The present invention also includes methods that measure point by point instead of scanning.

G. Effect The photometric device of the present invention has the above-mentioned configuration and is of the type that measures the sample with a light spot, so accurate photometry is possible without the influence of scattered light from adjacent parts of the sample. Since measurement is performed by controlling the light emitting position of a light source surface that has a one-dimensional or two-dimensional spread, the mechanical movement part for measurement can be eliminated or minimized, and the mechanical movement part Various problems associated with use, such as cost, maintenance, durability, speed, etc., are all eliminated.

Only one means for measuring transmitted light or reflected light is required, and an ultra-high sensitivity sensor (for example, a photomultiplier tube), which is impossible with a surface sensor, can be used, and measurement in photon counting mode is also possible.

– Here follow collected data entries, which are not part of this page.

PR #325, opened 2023-01-24
remove 'travis' from integration tests

### LINKED ISSUE #272: Remove the string travis from CI
The usage of "travis" in the CI should be updated to reflect that this is not any longer run on travis, but still relevant.

https://github.com/equinor/komodo/blob/1852315c1b80ff8b61996ad249c37a568adc4fc5/.github/workflows/test.yml#L50

kwinkunks:
Still checking that there aren't other tools/tests in the chain that used these scripts.

resolves #272


.github/workflows/test.yml
```diff
@@ -45,31 +45,31 @@ jobs:
...
             --prefix /tmp/pfx \
-            --release travis \
-            --locations-config $(realpath ci/travis/locations.yml) \
+            --release ci \
+            --locations-config $(realpath ci/locations.yml) \
 
     - name: Build libkmd.so for testing
       run: |
-        ci/travis/build_lib.sh /tmp/pfx/travis
+        ci/build_lib.sh /tmp/pfx/ci
```
berland, line 58: Use something under `${{runner.temp}}` instead of `/tmp` ?

.github/workflows/test.yml
```diff
@@ -45,31 +45,31 @@ jobs:
...
+            ci/repository.yml \
             --workspace /tmp/kmd-ws \
             --cache /tmp/kmd-cache \
             --prefix /tmp/pfx \
-            --release travis \
-            --locations-config $(realpath ci/travis/locations.yml) \
+            --release ci \
+            --locations-config $(realpath ci/locations.yml) \
 
     - name: Build libkmd.so for testing
```
berland, line 56: We might add "(a dummy C library)" to avoid people believing `libkmd` is something useful..

berland (approved):
🚀

PR #328, opened 2023-01-26
Deprecate pyver option in CLI

### LINKED ISSUE #322: Deprecate then remove pyver argument from kmd cli
This argument is not used in the code and should be deprecated (if anyone is passing it, removing it will break their code with `unrecognized arguments`).

kwinkunks:
Deprecated and testing but the warning is not enough to interrupt what the user sees when running the CLI. So I need to add something else.

Resolves #322

### DIFF
--- a/komodo/cli.py
+++ b/komodo/cli.py
@@ -1,7 +1,9 @@
 import argparse
 import os
 import sys
+import warnings
 from pathlib import Path
+from typing import List
 
 import jinja2
 import yaml as yml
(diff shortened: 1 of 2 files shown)


komodo/cli.py
```diff
@@ -340,13 +362,16 @@ def cli_main():
...
+    args = parser.parse_args(args)
 
-    if args.workspace and not Path(args.workspace).exists():
-        Path(args.workspace).mkdir()
+    if args.pyver is not None:
+        message = (
+            "\n⚠️  The --pyver option is deprecated and will be removed in a "
+            "future version of komodo. It is not used by komodo.\n"
+        )
+        print(message, file=sys.stderr)
```
berland, line 372: You could use a `FutureWarning` for this; https://docs.python.org/3/library/exceptions.html#FutureWarning

kwinkunks: Ok, that is much better :raised_hands: I assumed it would have the same problem as `DeprecationWarning` but no, it shows up just fine. I guess it must be [the default warning filters](https://docs.python.org/3/library/warnings.html#default-warning-filter). TIL.

hnformentin (approved):
LGTM and it seems you have addressed the comments of @berland :-)

PR #336, opened 2023-02-08
Let komodo-show-version print to stdout

berland:
Letting main() return a string will have it printed to stderr

### DIFF
--- a/komodo/show_version.py
+++ b/komodo/show_version.py
@@ -171,13 +171,14 @@ def parse_args(args: List[str]) -> argparse.Namespace:
     return parser.parse_args(args)
 
 
-def main() -> str:
+def main() -> int:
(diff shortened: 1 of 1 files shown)


kwinkunks (approved):
Nice one Håvard. I'm never sure how to emit the results from CLIs so will likely refer back to this some day. Wonder if you could explicitly print to `stdout` too? Anyway, good one.

berland:
> Nice one Håvard. I'm never sure how to emit the results from CLIs so will likely refer back to this some day. Wonder if you could explicitly print to `stdout` too? Anyway, good one.

You can always open the stdout descriptor as a file handle I suppose and write to it, but it would make it not so pretty. `print()`  always(?) default to stdout.

PR #339, opened 2023-02-09
Avoid certain combination of letters

berland:
This will save Norwegians many seconds a day not having to think twice on what this string really means.


kwinkunks (approved):
Seems reasonable. And now I'm wondering what kind of word runkmd looks like in Norwegian...

PR #340, opened 2023-02-10
Add ask for tags script

valentin-krasontovitsch:
The idea of this script is to automate part of the release management process - it allows checking for internal dependencies that have changes on their default branch since their latest release, and composes a message that can be used to poke maintainers and invite them to create a new tag.


oysteoh:
As discussed Valentin - this PR needs to wait until the release process and proposal of changing it has been approved in Scout

komodo/ask_for_tags.py
```diff
@@ -0,0 +1,218 @@
...
+from github.Repository import Repository
+
+not_in_komodo_releases_project_msg = (
+    "We expect this script to be run in the komodo-releases project"
+)
+
+
+def get_packages_that_use_main() -> List[str]:
+    bleeding_release_file = "releases/matrices/bleeding.yml"
+    duplicate_pkgs = ["everest-models"]  # this is included in the everest repo
```
kwinkunks, line 23: In principle, `komodo` is a general purpose FOSS tool. I wonder if it's possible to write the functions in this module in such a way that they do not assume it's only being run by Equinor? I will mark some other lines that can perhaps be refactored.

komodo/ask_for_tags.py
```diff
@@ -0,0 +1,218 @@
...
+    return main_pkgs_in_bleeding
+
+
+def get_repos(gh_client: Github, packages: List[str]) -> List[Repository]:
+    """tries to download repositories based on provided package names, using some
+    predefined fork names. throws if repo for a package could not be found / accessed
+    """
+
+    DEFAULT_FORK = "equinor"
+    ALTERNATE_FORK = "tno-everest"
```
kwinkunks, line 44: More Equinor-specific stuff.

komodo/ask_for_tags.py
```diff
@@ -0,0 +1,218 @@
...
+        release_commit = get_commit_of_latest_release(repo)
+        if last_commit != release_commit:
+            repos_with_changes.append(repo)
+    return repos_with_changes
+
+
+def get_scout_maintainers(gh_client: Github) -> Mapping[str, str]:
+    scout_repo = gh_client.get_repo("equinor/scout")
+    projects_file = scout_repo.get_contents("projects.md")
+    projects_file_contents = base64.b64decode(projects_file.content).decode()
```
kwinkunks, line 97: More Equinor specific stuff. Maybe we can generalize this, I'm not sure. We've been wondering if other parts of the code could benefit from a local config file -- possibly this is `locations.yaml` or maybe some new thing. This seems like the kind of thing that could go in there.

komodo/ask_for_tags.py
```diff
@@ -0,0 +1,218 @@
...
+    return "\n".join([intro_text, repo_with_maintainers_line, outro])
+
+
+def main():
+    github_token = os.getenv("GITHUB_TOKEN", None)
+    if github_token is None:
+        raise ValueError(
+            "Please provide a github access token through the env var `GITHUB_TOKEN`\n"
+            "Note that the token should be a personal access token "
+            "(not fine-grained),\n configured for SSO with equinor"
```
kwinkunks, line 198: More Equinor-specific stuff.

komodo/ask_for_tags.py
kwinkunks: (Just to add: another possibility is that this project is not meant for general consumption at all, which is totally fine -- but then we should either close it or make it clear that it's an Equinor tool.)

oysteoh:
> thanks for the comments @kwinkunks - i was thinking along those same lines, and of course you are right, this violates 12-factor in so many ways : )
> 
> i also now discovered a bug, and will try to address the points you raise while working on a fix!

I would also suggest to wait with the changes and pause work on this PR until we have a decision on how we want to proceed with the release process.

valentin-krasontovitsch:
i'm unassigning myself as I'm leaving scout - @eivindjahren, since we talked a lot about this, maybe you could try to find somebody to take this further (e.g. current up and coming release manager @yngve-sk), or close as not desired

jonathan-eq:
@eivindjahren Do you think we should close this as abandoned?

eivindjahren:
@jonathan-eq I think this is still up for discussion,

andreas-el:
Closed since this was implemented in Komodo-releases instead utilising this as the basis. Thanks @valentin-krasontovitsch ! ☀️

[Brief explanation of the drawing]

FIG. 1 is an overall configuration diagram of an apparatus according to an embodiment of the present invention, FIG. 2 is a block diagram of a control system of the same embodiment, FIG. 3 is a side view of an example of a light source system, and FIG. 4 is a diagram showing other parts of the light source system. FIG. 5 is a perspective view of one example, and FIG. 5 is an overall configuration diagram of another embodiment of the present invention. L...Light source device, C...Condenser lens, S...
・Sample, P... Objective lens, R... Optical sensor, 1.
...Light source, 2... Optical fiber bundle, 3... Scanning circuit, 4... Drive circuit, d... Light emitting diode, 9
...LCD shutter agent Patent attorney Hiroshi Agata Figure 1 Figure 2 Figure 4 □Y

Claims (1)

[Claims] A light source with a one-dimensional or two-dimensional spread, a control circuit that controls the position of its light emitting point, a means for projecting an image of the light source onto the sample surface, and photometry of light transmitted through the sample or reflected light, etc. A photometric device characterized by comprising means for measuring.